Author(s): Daniel Ayllón, Graciela G. Nicola, Benigno Elvira, Irene Parra, Ana Almodóvar, David L. Roberts.

http://doi.org/10.1371/journal.pone.0081354

Abstract

Anthropogenic environmental change is causing unprecedented rates of population extirpation and altering the setting of range limits for many species. Significant population declines may occur however before any reduction in range is observed. Determining and modelling the factors driving population size and trends is consequently critical to predict trajectories of change and future extinction risk. We tracked during 12 years 51 populations of a cold-water fish species (brown trout Salmo trutta) living along a temperature gradient at the warmest thermal edge of its range. We developed a carrying capacity model in which maximum population size is limited by physical habitat conditions and regulated through territoriality. We first tested whether population numbers were driven by carrying capacity dynamics and then targeted on establishing (1) the temperature thresholds beyond which population numbers switch from being physical habitat- to temperature-limited; and (2) the rate at which carrying capacity declines with temperature within limiting thermal ranges. Carrying capacity along with emergent density-dependent responses explained up to 76% of spatio-temporal density variability of juveniles and adults but only 50% of young-of-the-year’s. By contrast, young-of-the-year trout were highly sensitive to thermal conditions, their performance declining with temperature at a higher rate than older life stages, and disruptions being triggered at lower temperature thresholds. Results suggest that limiting temperature effects were progressively stronger with increasing anthropogenic disturbance.
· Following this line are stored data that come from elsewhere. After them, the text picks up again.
PR #213, opened 2018-12-18
Add `allAppliedPermissions` and remove `permissions`

tdeekens:
#### Summary

This pull request adds the not yet implemented (@qmateub is on it) `allAppliedPermissions` field.

#### Description

For the underlying system nothing should change. We map back the `allAppliedPermissions` of shape `[ { name: string, value: boolean } ]` into `{ [name: string]: boolean }`. 

This all in all should decouple app-kit from any app in the future in regards to permissions as anything the mc-be decides to flush through will be available. The only left-over dependency is constants.

### DIFF
--- a/packages/application-shell/src/components/fetch-project/fetch-project.js
+++ b/packages/application-shell/src/components/fetch-project/fetch-project.js
@@ -12,6 +12,26 @@ import { GRAPHQL_TARGETS } from '@commercetools-frontend/constants';
 import deprecateComponent from '../../from-core/deprecate-component';
 import ProjectQuery from './fetch-project.graphql';
 
+/**
+ * NOTE:
+ *
+ * Permissions are being fetched though the `allAppliedPermissions` which
+ * is an array of `{ name: string, value: boolean }`. This gives more
+ * flexibility to introduce new permissions to apps without having to release
+ * the merchant-center-app-kit.
+ *
+ * The application below however expects permissions to be of the shape
+ * `[name: string]: boolean` which is what the shape above is mapped into here.
+ */
+export const mapAppliedPermissionsToPermissions = appliedPermissions =>
+  appliedPermissions.reduce(
+    (transfromedPermissions, appliedPermission) => ({
+      ...transfromedPermissions,
+      [appliedPermission.name]: appliedPermission.value,
+    }),
+    {}
+  );
+
 const graphqlOptions = {
   alias: 'withProject',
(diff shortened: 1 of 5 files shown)


tdeekens:
To be decided. 

1. Have the components log a warning when any permission is to be toggled upon which wasnt fetched
2. Deal with it for now as there are more important things
3. Pass any string and not use them

I would likely go somewhere between 1. and 2.

emmenko:
Is anything else missing from your side or can we finally review it? Asking because of the "WIP"...

tdeekens:
I went a bit back and forth with the approach but decided to solve it on the level of `fetch-project` to not have breaking changes anywhere else in the application.

I want the query to actually be available before removing the WIP status (so nobody merges it by accident). Feel free to leave an approval given the code you see here.

packages/application-shell/src/components/fetch-project/fetch-project.js
```diff
@@ -12,6 +12,26 @@ import { GRAPHQL_TARGETS } from '@commercetools-frontend/constants';
...
+ *
+ * Permissions are being fetched though the `allAppliedPermissions` which
+ * is an array of `{ name: string, value: boolean }`. This gives more
+ * flexibility to introduce new permissions to apps without having to release
+ * the merchant-center-app-kit.
+ *
+ * The application below however expects permissions to be of the shape
+ * `[name: string]: boolean` which is what the shape above is mapped into here.
+ */
+export const mapAppliedPermissionsToPermissions = appliedPermissions =>
```
emmenko: Would it make sense to move this function into the `permissions` package instead?

tdeekens: True. Maybe it makes sense to expose it too.

emmenko: Sure, was just a suggestion 👌

tdeekens: I value it! It's a really cool one. Maybe I'll add a note to make sure that we remind ourselves why this ain't moved yet.

qmateub:
@tdeekens PR in the MC-BE merged. We need to deploy that and then we can use it here 🎉

tdeekens:
Sure. I‘ll test a built version of this later locally and merge it then.

tdeekens:
Tested with a local build all fine.

PR #216, opened 2018-12-20
Fix test utils and quick access

dferber90:


packages/application-shell/src/components/quick-access/quick-access.js
```diff
@@ -134,9 +134,10 @@ class QuickAccess extends React.Component {
 
   getProjectCommands = debounce(
     async searchText => {
-      const idsOfProductsMatchingSearchText = this.props.pimIndexerState
-        ? await this.props.pimSearchProductIds(searchText)
-        : [];
+      const idsOfProductsMatchingSearchText =
+        this.props.pimIndexerState === pimIndexerStates.INDEXED
```
dferber90: I forgot to add this after introducing the `pimIndexerStates` enum.

packages/application-shell/src/test-utils/test-utils.js
```diff
@@ -242,10 +245,10 @@ const renderWithRedux = (
             )}`
           );
 
-        const { response, error } = clonedSdkMocks[index];
+        const { response, error } = sdkMocksStack[index];
 
         // remove result as each result is only mocked once
-        sdkMocks.splice(index, 1);
+        sdkMocksStack.splice(index, 1);
```
dferber90: I was mutating the user-passed thing instead of the clone. This resulted in the error not showing the `sdkMocks` provided by the user but by showing the mocks at that point in time instead which made debugging a bit harder.

Issue #214, opened 2018-12-18
[Tooling] Future improvements


emmenko:
While implementing a starter example #200 , we bumped into some issues that we would like to address in the near future. Those can be grouped into different topics:

## 👶 Easy to install starter example
The objective here is to have a basic example (like the one we have in `examples/starter`) that can be installed / bootstrapped with one single command.

I guess the classic example for that would be [CRA](https://facebook.github.io/create-react-app/).

```bash
$ npx create-mc-app my-app
```

Ideally we could create **templates** that you can install using `create-react-app`

```bash
$ npx create-react-app my-app \
  --scripts-version=@commercetools-frontend/mc-scripts \
  --template-starter 
```

For that to work we just need to restructure a bit the `mc-scripts` package and start supporting templates.

## 🧘‍♀️ Loosen dependency tooling
At the moment to develop an app, our own tooling is required, such as `mc-scripts`, `mc-http-server`. While this is per-se not a problem, it however forces users to use our opinionated environment like Webpack.

Ideally, people can choose whatever bundler or setup they like in order to develop the applications.

> There are currently some problems with using different bundlers (e.g. parcel) as they don't fully support yet `core-js@3`, which causes several problems on production bundles.

#### Actions
_Checklist of what needs to be done to achieve this goal_
- [x] add script to compile html #670 

## 🚀 Deploy everywhere
At the moment, we recommend to use our `mc-http-server` as it comes with a couple of built-in features like injecting runtime stuff into the `index.html.template`, provides security headers, etc.

Until now, I found two use cases that won't work out of the box with our current setup:
- **static website like Netlify**: we need to provide some scripts or something that would help generating the necessary setup
- **serverless functions like Now (v2)**: they run on Lambda functions, which means we can't just use a docker container but we need to upload specific files for each function

#### Actions
_Checklist of what needs to be done to achieve this goal_
- [x] can deploy to Now v2 #670 
  - [ ] documentation example
- [ ] can deploy to netlify
  - [ ] documentation example

Freyert:
We've been exploring using Google Storage/S3 buckets as these are fairly common for customers to have easy access to when they want to deploy a custom app. Most of them deploy the static assets in S3 or Google Storage today, but the `mc-http-server` is still required.

It seems like it should be possible from looking at the `now.sh` the static generator creates. The only problem is that S3/Google Storage can't take wild cards and route them to a single file (nor really route files in general).

[...]

PR #226, opened 2018-12-24
feat(create-mc-app): add new package create-mc-app to bootstrap applications

emmenko:
Refs: #214 

Inspired by `create-react-app` (but kept much simpler).

Now to bootstrap a new application you simply need to:

```bash
$ npm install --global @commercetools-frontend/create-mc-app
$ create-mc-app my-new-custom-application-project --template starter

# or

$ npx @commercetools-frontend/create-mc-app my-new-custom-application-project --template starter
```

NOTE: this is just a first step on improving our tooling, there are many other improvements that we can do.


emmenko:
@tdeekens @montezume sorry to bother, have you had a chance to look at this?

packages/create-mc-app/bin/create-mc-app.js
```diff
@@ -0,0 +1,111 @@
...
+const path = require('path');
+const fs = require('fs');
+const os = require('os');
+const execSync = require('child_process').execSync;
+const mri = require('mri');
+
+const flags = mri(process.argv.slice(2), { alias: { help: ['h'] } });
+const commands = flags._;
+
+const availableTemplates = ['starter'];
```
tdeekens: Just curious: what are further templates? Given we have this option we already have some in the back of our heads?

packages/create-mc-app/bin/create-mc-app.js
```diff
@@ -0,0 +1,111 @@
...
+const templateName = flags.template || 'starter';
+if (!availableTemplates.includes(templateName)) {
+  throw new Error(
+    `The provided template name "${templateName}" does not exist. Available templates are "${availableTemplates.toString()}". Make sure you are also using the latest version of "@commercetools-frontend/create-mc-app".`
+  );
+}
+
+const projectDirectoryPath = path.resolve(projectDirectoryName);
+
+if (fs.existsSync(projectDirectoryPath)) {
```
tdeekens: Sorry this is me again: `throwIfProjectDirectoryExists`.

packages/create-mc-app/bin/create-mc-app.js
```diff
@@ -0,0 +1,111 @@
...
+  process.exit(0);
+}
+
+const projectDirectoryName = commands[0];
+
+if (!projectDirectoryName) {
+  throw new Error('Missing required argument "<project-directory>"');
+}
+const templateName = flags.template || 'starter';
+if (!availableTemplates.includes(templateName)) {
```
tdeekens: `throwIfTemplateIsNotSupported`

packages/create-mc-app/bin/create-mc-app.js
```diff
@@ -0,0 +1,111 @@
...
+
+// Change the package name based on the given project directory name
+const appPackageJson = JSON.parse(
+  fs.readFileSync(path.join(projectDirectoryPath, 'package.json'), {
+    encoding: 'utf8',
+  })
+);
+const updatedAppPackageJson = Object.assign({}, appPackageJson, {
+  name: projectDirectoryName.toLowerCase().replace(/_/gi, '-'),
+});
```
tdeekens: Maybe a comment would help: 

```
// Given the package name is derived from the `projectDirectoryName`
// the latter needs to be sanitised to have a ensure a valid package name.
// The `projectDirectoryName` should not have restrictions (e.g. no `_`)
// as a result the package name potentially needs to be altered when derived.
```

packages/create-mc-app/bin/create-mc-app.js
```diff
@@ -0,0 +1,111 @@
...
+fs.writeFileSync(
+  path.join(projectDirectoryPath, 'package.json'),
+  JSON.stringify(updatedAppPackageJson, null, 2) + os.EOL,
+  { encoding: 'utf8' }
+);
+
+// Install the dependencies
+try {
+  execSync(`${useYarn ? 'yarn' : 'npm'} install`);
```
tdeekens: Maybe instead of `useYarn` we can have `getPackageManager` which just returns `yarn` or `npm`? Then we'd just have

```js
const packageManager = getPackageManager();

//...

execSync(`${packageManager} install`);
```

packages/create-mc-app/bin/create-mc-app.js
emmenko: Nothing specific at the moment but I can image having different templates focusing on different parts. We can also have templates for e.g. Typescript, Reason, Parcel, etc.

packages/create-mc-app/bin/create-mc-app.js
emmenko: Sure, I mostly took it from CRA. I'll change it

packages/create-mc-app/bin/create-mc-app.js
tdeekens: Got it.

emmenko:
@montezume I’d like to get your feedback as well before merging this, thanks!

PR #229, opened 2018-12-28
chore(rollup): assign babel dev env when running rollup

### LINKED ISSUE #228: Babel and rollup remove prop-types in production builds
**Describe the bug**

All `packages/*` are being built with Rollup while Babel gets a say in what transforms to apply. Whenever we build for production we remove prop-types from the artefact(s). This implies that no other consumer (always consuming a production build) receives prop-type warnings using any package.

**To Reproduce**

Given you build any or all packages
And you inspect the build output
Then no prop-types are part of any component

**Root cause**

The Babel config [here](https://github.com/commercetools/merchant-center-application-kit/blob/master/packages/babel-preset-mc-app/index.js) is being run in "production mode" which triggers this condition:

```js
isEnvProduction && [
  // Remove PropTypes from production build
  require('babel-plugin-transform-react-remove-prop-types').default,
  {
    removeImport: true,
  },
],
```

to remove prop-types. This is triggered by Rollup builds by e.g. the permissions package with

```json
"build:es": "cross-env NODE_ENV=production rollup -c ../../rollup.config.js  -f es ./index.js -o ./dist/permissions.es.js",
```

The respective Babel config is shared between Rollup (library builds) and Webpack (application builds).

**The crux**

Not run library builds (all packages) in "production mode". The `isEnvProduction` in Babel seems to trigger:

1. Removal or prop-types
2. babel-preset-env building for the n-1 browser versions
   - This may sound like "oh wow, that's a modern target" but includes older IEs I believe

Given we do not want to run Babel again on our built assets when installed in apps (as they're in `node_modules`) we actually want to run those Babel transforms. 

Maybe we want to remove prop-types removal from our default Babel config altogether and apply it additionally in our webpack config [here](https://github.com/commercetools/merchant-center-application-kit/blob/master/packages/mc-scripts/config/create-webpack-config-for-production.js#L247) only for production which is where prop-types should be removed.

**Expected behavior**

Likely prop-types should be part of the build artefact and then should be removed by the respective "application-level" build system. Moreover, prop-types are environment dependent. They're often intended on a staging environment (just for informative reasons) while being suppressed on production.

**Additional context**

This came up during #217 where tests failed with an error being thrown while the error disappeared when a build steps were run before testing. Then tests passed as prop-types are then removed. 

Sorry for the wall but I wanted to document this. /cc @montezume and @emmenko as this seems up your interests.

emmenko:
Fixes #228 

This is a simple proposal to fix the prop-types removal when running rollup builds.


montezume:
Can you check what other libraries do? Since we don't run babel on this code from the MC-FE, wouldn't the prop types be left then in production?

emmenko:
Might be related: https://github.com/facebook/create-react-app/issues/209

What we could do maybe is to use the option `mode: wrap`: https://github.com/oliviertassinari/babel-plugin-transform-react-remove-prop-types#mode

This would ship the bundle with the `process.env.NODE_ENV !== "production"` condition, which then webpack should pick up when building the production application bundle.

What do you think?

montezume:
@emmenko that's exactly what I see in the `downshift` library. If it's good enough for KCD 🤔

emmenko:
Alright, this should work now.

Ref (https://github.com/kentcdodds/kcd-scripts/blob/master/src/config/babelrc.js#L70-L71)

montezume:
Seems to be an open issue with `unsafe-wrap`.
https://github.com/oliviertassinari/babel-plugin-transform-react-remove-prop-types/issues/175
I tried "wrap" on ui-kit and it built with no errors.

packages/babel-preset-mc-app/index.js
```diff
@@ -10,6 +10,7 @@ module.exports = function getBabePresetConfigForMcApp() {
   const isEnvDevelopment = env === 'development';
   const isEnvProduction = env === 'production';
   const isEnvTest = env === 'test';
+  const isRollup = process.env.BUILD_ROLLUP === true;
```
tdeekens: Build tool sniffing feels a bit odd but I can not think of anything else other than solving the issue somewhere entirely different.

packages/babel-preset-mc-app/index.js
```diff
@@ -102,9 +103,10 @@ module.exports = function getBabePresetConfigForMcApp() {
       isEnvProduction && [
         // Remove PropTypes from production build
         require('babel-plugin-transform-react-remove-prop-types').default,
-        {
-          removeImport: true,
-        },
+        // In case of rollup bundles, we want to keep the prop types but wrap
+        // them into a `process.env.NODE_ENV !== "production"` so that when
+        // building the final application bundles, those codes parts can be removed.
+        isRollup ? { mode: 'wrap' } : { removeImport: true },
```
tdeekens: Given that prop-types were never be made available for consumers this is not breaking. Just for completeness, otherwise it would as so,e may have built components by reading prop-types.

There was however a critical threshold, matching the incipient thermal limit for survival, beyond which realized density was always below potential numbers irrespective of disturbance intensity. We additionally found a lower threshold, matching the thermal limit for feeding, beyond which even unaltered populations declined. We predict that most of our study populations may become extinct by 2100, depicting the gloomy fate of thermally-sensitive species occurring at thermal range margins under limited potential for adaptation and dispersal.

Partial Text

Natural and anthropogenic disturbances are impacting global ecological systems and causing elevated rates of population extirpation, so that there is increasing concern that the rate of environmental change may exceed the capacity of populations to persist and maintain their range [1]. A population’s extinction risk, persistence time and duration of its final decline to extinction, as well as the probability of evolutionary rescue, strongly depend on initial numbers and population size variability [2]–[4]. In many systems, imminent extinction will be signalled early by a decreasing rate of recovery from small perturbations. This critical slowing down is typically characterized by an increase in variance or autocorrelation of fluctuations of the system as a tipping point is approached [5]–[6]. In highly stochastic systems, critical transitions will on the contrary happen far from local tipping points and an increasing variability will reflect the shift to a contrasting regime [7]. Improving wildlife’s conservation and management requires therefore a deep comprehension of not only spatial patterns in local species abundance but also the way and rate a population’s size changes through time – its trajectory. Since dynamics are driven by the interplay of density-dependent and density-independent aspects of the environment, determining how the strength of density dependence varies with environmental variance remains critical for predicting near-term population trajectories [8]–[9]; the heart of the matter is then, what limits and regulates the size of natural populations in a fluctuating world?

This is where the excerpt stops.